-- Opening Marker --
PR #750, opened 2019-08-22
Obscure colony start fix #2

### LINKED ISSUE #2: Fix ammo armor penetration
Armor penetration algorithm gets projectile from firing weapon's def, meaning armor calculation doesn't take into account actual projectile fired. Need to change dinfo back to passing projectile to armor calculation.

Alicecomma:
Fix for ancient danger "Halfeaten" pawns spawning without arms, then
their loadout adding a shield and a warning telling us they can't wear
the shield because they don't have arms


Alicecomma:
Easiest way to test for the fix in bulk is to set Mods\Core\Defs\MapGeneration\BasePlayerMapGenerator.xml's ScatterShrines to countPer10kCellsRange min: 10, max: 15.

PR #755, opened 2019-08-25
Additional stat displays in ranged/melee recipes and ammoThings

Alicecomma:
- Display Caliber in the information box in Bills (req.Def as ThingDef
instead of req.Thing.Def)

- Display magazine in Bill info box (req.Def as ThingDef instead of
req.Thing.Def)

- Display CORRECT melee armor penetration in Bill info box
(req.Thing.(..).MeleePenetrationFactor ?? 1f to default to 1f)

- Display AmmoSetDefs (Guns) which an AmmoThing (or AmmoDef) can be used
in, using StatDef Ammoset.

### DIFF
--- a/Defs/Stats/Stats_Basics_Inventory.xml
+++ b/Defs/Stats/Stats_Basics_Inventory.xml
@@ -11,5 +11,15 @@
     <toStringStyle>FloatTwo</toStringStyle>
     <displayPriorityInCategory>10</displayPriorityInCategory>
   </StatDef>
+  
+  <StatDef>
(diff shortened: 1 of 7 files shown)


Alicecomma:
The way AmmoUser currently works, this method is sufficient. However, if in the future it's possible to modify the magazineSize, ammoSetDef or tools of a Thing (without modifying the ThingDef, through the CompAmmoUser), these methods should consider that factor.

Alicecomma:
Additional commits coming in--

PR #757, opened 2019-08-25
Remove prometheum hediff from napalm

LockdownX7:
Uses the standard ~Burn~ Flame def instead, as napalm is crafted with good ol' chemfuel.


Alicecomma:
To be fair the prometheum hediff should be on the napalm because it just makes it so the fuel sticks to the target, making it more flammable

NoImageAvailable:
It also causes the target to self-ignite, meaning it can't be put out without firefoam. The concept behind prometheum is that it's pyrophoric, napalm is not.

PR #848, opened 2019-11-02
Arachne Race CE 1.6 patch

Magichp:
Base mod:   https://steamcommunity.com/sharedfiles/filedetails/?id=1589454687

CE Patch:    https://steamcommunity.com/sharedfiles/filedetails/?id=1904384309

Balance is probably a bit rough, but this was intended as an OP race (regenerating organs and lost limbs for example) so I guess it fits ^^


NoImageAvailable:
This is just a PR for the CE master branch, not any patch

PR #874, opened 2019-11-09
Kurin CE patch

Tostov:
Should complete patch for _Kurin, The Three Tailed Fox_ .

I didn't touch the noose trap, but it doesn't seem to break anything anyway.

### DIFF
--- a/Patches/Kurin/ThingDefs_Races/Race_DRNTF.xml
+++ b/Patches/Kurin/ThingDefs_Races/Race_DRNTF.xml
@@ -1,0 +1,124 @@
+<?xml version="1.0" encoding="utf-8" ?>
+<Patch>
+  <Operation Class="PatchOperationSequence">
+	<operations>
+	  <li Class="PatchOperationFindMod">
+			
+		<mods><li>Kurin, The Three Tailed Fox</li></mods>
+			
+		<match Class="PatchOperationSequence">
+		<operations>
+			
+			<li Class="PatchOperationConditional">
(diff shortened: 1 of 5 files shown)


Patches/Kurin/ThingDefs_Races/Race_DRNTF.xml
```diff
@@ -0,0 +1,124 @@
...
+			 <xpath>/Defs/AlienRace.ThingDef_AlienRace[defName="DRNTF_Race"]/alienRace/raceRestriction/whiteApparelList</xpath>
+				  <value>
+					<li>Apparel_TacVest</li>
+					<li>Apparel_Backpack</li>
+					<li>Apparel_BallisticShield</li>
+					<li>Apparel_MeleeShield</li>
+					<li>Apparel_GasMask</li>
+					<li>Apparel_ImprovGasMask</li>
+				  </value>
+			</li>
```
LockdownX7: You're missing the tribal backpack. (assuming there isn't a specific reason Kurins can't wear those)

LockdownX7 (changes requested):

Patches/Kurin/ThingDefs_Races/Race_DRNTF.xml
Tostov: Ahh dang, I always forget about it. I'll add it in to this one. Dragonian patch will be missing it too, so I'll put it in there as well.

LockdownX7 (approved):

PR #875, opened 2019-11-09
Dragonian CE patch

Tostov:
Should complete patch for _Dragonian Race_


LockdownX7 (changes requested):
Seeing as this patch is for `Dragonian Race`, the base folder name should reflect that, so it's not confused with the similarly named `Dragonian` by the same author.

Tostov:
Folder renamed/files moved.

LockdownX7 (approved):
-- Closing Marker --
All lines from the one containing "Should complete patch for _Dragonian Race_" through the end of the listing above are to be restated word for word, and no others.

REPLY TO THE TASK:
Should complete patch for _Dragonian Race_


LockdownX7 (changes requested):
Seeing as this patch is for `Dragonian Race`, the base folder name should reflect that, so it's not confused with the similarly named `Dragonian` by the same author.

Tostov:
Folder renamed/files moved.

LockdownX7 (approved):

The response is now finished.